The National Institutes of Health  today clarified the restrictions on travel, purchasing, and meetings that President Donald Trump’s new administration imposed on NIH staff last week, easing some concerns about measures that set off chaos within the agency. It also appears that NIH could soon resume the meetings to review grants that are crucial to keeping dollars flowing to its grantees at institutions across the country.

In a memo sent to today to senior leaders, newly appointed acting Director Matthew Memoli stated, “There has been confusion on the scope of the pause” on “mass communications and public appearance” imposed by the Department of Health and Human Services (HHS), NIH’s parent agency. “This is a short pause to allow the new team to set up a process for review and prioritization,” Memoli wrote, adding that he “wanted to provide additional guidance and clarifications.”

Communications remain on hold except for “announcements that HHS divisions believe are mission critical,” Memoli said. Clinical trials at NIH’s Clinical Center on its main campus in Bethesda, Maryland, and at NIH-funded institutions will continue and patients can travel to NIH. A freeze on purchases will not apply to “anything directly related to human safety, human or animal healthcare, security, biosafety, biosecurity, or IT security,” the memo stated. Travel for such work can also continue, as well as hiring, provided the NIH director’s office grants an exemption to the hiring freeze.

Procurement and contracting for studies by in-house NIH researchers started before 20 January can proceed “so that this work can continue, and we do not lose our investment in these studies.” However, NIH intramural scientists cannot start new studies.

These intramural researchers can also communicate with collaborators, and the program officers who oversee extramural grants can talk to grantees about work funded prior to 20 January—and can meet in person if online meetings won’t suffice.
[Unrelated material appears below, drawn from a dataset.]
PR #1749, opened 2026-07-30
fix(ai): stop Surya `languages` from splitting model identity

### LINKED ISSUE #1095: Surya: remove dead `languages` from `loader_options` (no effect in 0.17+ API, splits model id)
**Severity:** Medium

NIH staff can also continue to submit papers to journals and abstracts to meetings, and they can correspond with journals about submitted papers. (Previously, some staff were told they could submit research papers but not opinion articles; the memo does not make that distinction.) But posting preprints, or unreviewed manuscripts, online is on hold.

The memo also states that routine travel “planned after February 1, 2025, does not need to be cancelled at this time.” However, staff should be aware that new guidance on travel to public events and meetings will be released on 1 February “if the pause is still in place,” Memoli wrote.

“This is all a lot clearer and more reasonable,” one intramural researcher who asked not to be identified told Science. The memo ends by saying additional guidance is expected from HHS this week.

One topic not explicitly mentioned in the memo is the NIH study sections and advisory council meetings where grants are reviewed and approved. The biomedical research community is in an uproar about the abrupt cancellation last week of these meetings, which are crucial to keeping labs afloat and trainees paid. But a spokesperson told Science in a statement that “no meetings have been cancelled after Feb 1.”